───── Study material ─────

PR #992, opened 2021-04-28
ingress: Require the l5d-dst-override header

olix0r:
The outbound ingress-mode proxy generally relies on the
`l5d-dst-override` header to be set, but it still tries to handle other
cases (mostly to satisfy type constraints we needed previously). This is
unnecessary.

This change modifies the ingress-mode outbound proxy to require that the
`l5d-dst-override` header be set to a named address (i.e., not an IP
address). When this header isn't set, requests are failed a descriptive
error is emitted.

Furthermore, the inbound proxy no longer honors the `l5d-dst-override`
header. It never should have supported this header, but this was likely
copied from the outbound router. The header is only intended for
ingresses.

### DIFF
--- a/linkerd/app/outbound/src/ingress.rs
+++ b/linkerd/app/outbound/src/ingress.rs
@@ -6,7 +6,7 @@ use linkerd_app_core::{
     proxy::api_resolve::Metadata,
     svc::{self, stack::Param},
     tls,
-    transport::{self, ClientAddr, OrigDstAddr, Remote, ServerAddr},
+    transport::{self, OrigDstAddr, Remote, ServerAddr},
     AddrMatch, Conditional, Error, NameAddr,
 };
 use std::convert::TryFrom;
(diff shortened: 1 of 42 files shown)


linkerd/app/outbound/src/ingress.rs
```diff
@@ -248,3 +239,7 @@ impl<B> svc::stack::RecognizeRoute<http::Request<B>> for TargetPerRequest {
 #[derive(Debug, Error)]
 #[error("ingress routing requires a service profile")]
 struct ProfileRequired;
+
+#[derive(Debug, Error)]
+#[error("ingress routing requires the l5d-dst-override header")]
+struct DstOverrideRequired;
```
hawkw, line 245: could maybe be worth having the error indicate whether the header was missing or malformed? but, that would take a somewhat larger change, so it's not a blocker.

hawkw (approved):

─────

#### Required action:
When answering, write out each of the lines above exactly as given.

#### Problem solution:
PR #992, opened 2021-04-28
ingress: Require the l5d-dst-override header

olix0r:
The outbound ingress-mode proxy generally relies on the
`l5d-dst-override` header to be set, but it still tries to handle other
cases (mostly to satisfy type constraints we needed previously). This is
unnecessary.

This change modifies the ingress-mode outbound proxy to require that the
`l5d-dst-override` header be set to a named address (i.e., not an IP
address). When this header isn't set, requests are failed a descriptive
error is emitted.

Furthermore, the inbound proxy no longer honors the `l5d-dst-override`
header. It never should have supported this header, but this was likely
copied from the outbound router. The header is only intended for
ingresses.

### DIFF
--- a/linkerd/app/outbound/src/ingress.rs
+++ b/linkerd/app/outbound/src/ingress.rs
@@ -6,7 +6,7 @@ use linkerd_app_core::{
     proxy::api_resolve::Metadata,
     svc::{self, stack::Param},
     tls,
-    transport::{self, ClientAddr, OrigDstAddr, Remote, ServerAddr},
+    transport::{self, OrigDstAddr, Remote, ServerAddr},
     AddrMatch, Conditional, Error, NameAddr,
 };
 use std::convert::TryFrom;
(diff shortened: 1 of 42 files shown)


linkerd/app/outbound/src/ingress.rs
```diff
@@ -248,3 +239,7 @@ impl<B> svc::stack::RecognizeRoute<http::Request<B>> for TargetPerRequest {
 #[derive(Debug, Error)]
 #[error("ingress routing requires a service profile")]
 struct ProfileRequired;
+
+#[derive(Debug, Error)]
+#[error("ingress routing requires the l5d-dst-override header")]
+struct DstOverrideRequired;
```
hawkw, line 245: could maybe be worth having the error indicate whether the header was missing or malformed? but, that would take a somewhat larger change, so it's not a blocker.

hawkw (approved):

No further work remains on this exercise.